RACING IN THE TIME OF COVID
1 In January, the talk at the Tour Down Under was of the bush fires that had ravaged South Australia and of Richie Porte not winning on Willunga Hill for the first time since 2013. Nobody at all in the cycling world was talking about a novel coronavirus causing pneumonia-like symptoms in a cluster in Wuhan, China.
That would change quickly. The UAE Tour made it through five of seven days before the race was halted with a spate of cases in the peloton. Weeks later, a depleted Paris-Nice limped as far as the Saturday with a fin-de-siècle mood reflecting the impending feeling of doom, yet also manifesting itself in spectacularly gung-ho racing.
That could have been that. With the information we had in those early days of the pandemic, cycling looked to be badly equipped to deal with it. What other sport moves hundreds or thousands of people around such a large geographical spread? One after another, races through April, May, June and July were postponed.

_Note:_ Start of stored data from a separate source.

Issue #4784, opened 2024-01-10
Fail to specify input for "For Each" Activity in Elsa Studio


teddyli:
I'm following the below articals to setup Elsa Server and Elsa Studio and already upgraded to latest version 3.0.2.
https://v3.elsaworkflows.io/docs/installation/elsa-server
https://v3.elsaworkflows.io/docs/installation/elsa-studio-blazorserver

However I found in the Elsa Studio, the drop-down-list of ForEach Activity Input is always nothing, so I'm not able to specify the array to loop, even though I have define a few array-typed variables in the workflow.

![image](https://github.com/elsa-workflows/elsa-core/assets/865755/9b4ea44c-767f-46c7-9165-a90a23e15cb4)

PR #5062, opened 2024-03-12
Correct ForEach : The activity ForEach take one Variable in enter to …

DelarreAlexis:
Currently, the ForEach activity cannot be used because we cannot choose the input; we always end up with an empty list. To correct this issue, I have decided to use an input of the Variable type, which allows me to avoid having an empty list.

https://github.com/elsa-workflows/elsa-core/issues/4784

### DIFF
--- a/src/modules/Elsa.Workflows.Core/Activities/ForEach.cs
+++ b/src/modules/Elsa.Workflows.Core/Activities/ForEach.cs
@@ -1,4 +1,8 @@
 using Elsa.Workflows.Attributes;
+using Elsa.Extensions;
+using Elsa.Workflows.Contracts;
+using Elsa.Workflows.Memory;
+using Elsa.Workflows.Models;
 
 namespace Elsa.Workflows.Activities;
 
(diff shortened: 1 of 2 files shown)


DelarreAlexis:
@dotnet-policy-service agree company="Stereograph"

sfmskywalker:
Hi @DelarreAlexis,

Thank you for your contribution through the pull request. While your solution meets your specific needs, it introduces a couple of concerns:

1. It restricts us to predefined variables, deviating from our functional specifications that allow for dynamic expressions.
2. It leads to redundant code, which we aim to minimize.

But cycling somehow managed to muddle through. The calendar was hastily rewritten, and though in packing almost a full year’s worth of racing into three months, it looked more as if the schedule had been ripped up, thrown in the air and the races held in the order they landed, it turned out to be a season like no other, with races overlapping crazily.
It turned out to be safe, at least as far as covid went, though in classic cycling style, nobody seemed to be sure exactly what the rules were. The teams and races operated in ‘bubbles’ that kept the virus at bay. The Giro, with a handful of cases, came closest to breaking point.